==== DATA LISTING ====

PR #2723, opened 2023-08-22
Update Runtime release table

jwitz:
Remove redundant releases/ separate channel tables

### DIFF
--- a/astro/runtime-version-lifecycle-policy.md
+++ b/astro/runtime-version-lifecycle-policy.md
@@ -77,7 +77,7 @@ Occasionally, Astronomer might deviate from the defined response policy and back
 
 <!--- Version-specific -->
 
-The following table contains the exact lifecycle for each published version of Astro Runtime. These timelines are based on the LTS and Stable release channel maintenance policies.
+The following table contains the exact lifecycle for each published version of Astro Runtime. These timelines are based on the LTS and Stable [release channel maintenance policies](#release-channels).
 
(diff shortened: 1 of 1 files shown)


astro/runtime-version-lifecycle-policy.md
```diff
@@ -79,25 +79,13 @@ Occasionally, Astronomer might deviate from the defined response policy and back
 
 The following table contains the exact lifecycle for each published version of Astro Runtime. These timelines are based on the LTS and Stable release channel maintenance policies.
```
lzdanski, line 80: The only consideration I might recommend is linking back up to the definitions of the release channels or moving those definitions here. I'm most familiar with stable and end of life/ deprecated as terms about maintenance, so I always have to scroll around to remind myself what our terms mean. Doing a quick search, we've got about 60 total links to this page, 16 of them are to the main page, and 11 are to this section. We don't have any links going specifically to the Release Channels section where the terms are defined, so they might get overlooked.

Alternatively, could move this section to before **Security** so it's right next to the two sections about LTS/Stable.
```suggestion
The following table contains the exact lifecycle for each published version of Astro Runtime. These timelines are based on the LTS and Stable [release channel maintenance policies](#release-channels).
```

lzdanski (commented):
Formatting and preview LGTM but a quick question about positioning.

jedcunningham (approved):

harels (approved):

PR #2727, opened 2023-08-23
[Tiny PR] Learn -> connections -> Redshift

manmeetkaur:
Fix the following:

- line numbers
- remove redundant step
- add note to link to Authorize Deployment page (cc: @fritz-astronomer )

### DIFF
--- a/learn/connections/redshift.md
+++ b/learn/connections/redshift.md
@@ -45,7 +45,7 @@ DB user credentials can be used to establish a connection to an Amazon Redshift 
 
 :::tip
 
-On Astro, you can use your [Deployment's workload identity](https://docs.astronomer.io/astro/authorize-deployments-to-your-cloud) to authorize connections to Redshift, thus avoiding the need to embed secrets in an Airflow connection.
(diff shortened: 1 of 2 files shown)


learn/connections/redshift.md
```diff
@@ -43,6 +43,12 @@ DB user credentials can be used to establish a connection to an Amazon Redshift
 - User
 - Password
 
+:::tip
+
+On Astro, you can use your [Deployment's workload identity](https://docs.astronomer.io/astro/authorize-deployments-to-your-cloud) to authorize connections to Redshift, thus avoiding the need to embed secrets in an Airflow connection.
```
jwitz, line 48:
```suggestion
If you're an Astro user, Astronomer recommends using workload identity to authorize to your Deployments to Redshift. This eliminates the need to specify secrets in your Airflow connections. See [Authorize Deployments to your cloud](https://docs.astronomer.io/astro/authorize-deployments-to-your-cloud).
```

jwitz: This tip should be at the end of the overview section instead of in the tabs. That way it's more visible to users and they don't need to have decided on an auth method before they see it.

jwitz (approved):
LGTM, I would just move the note to the overview and out of the tabs!

manmeetkaur:
> LGTM, I would just move the note to the overview and out of the tabs!

I did not want to do that, because then each method had a different message explaining the benefit when using it. But I think it is more cleaner if you also think so. will make the change.

PR #2752, opened 2023-08-28
fix `.md` in release notes link

fritz-astronomer:


lzdanski (approved):
Tested fixed link in preview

====

§ **INSTRUCTIONS FOR THE TASK**
Show all lines in the preceding material that have "overview" in them.

§ **RESULT OF THE EXERCISE**
jwitz: This tip should be at the end of the overview section instead of in the tabs. That way it's more visible to users and they don't need to have decided on an auth method before they see it.
LGTM, I would just move the note to the overview and out of the tabs!
> LGTM, I would just move the note to the overview and out of the tabs!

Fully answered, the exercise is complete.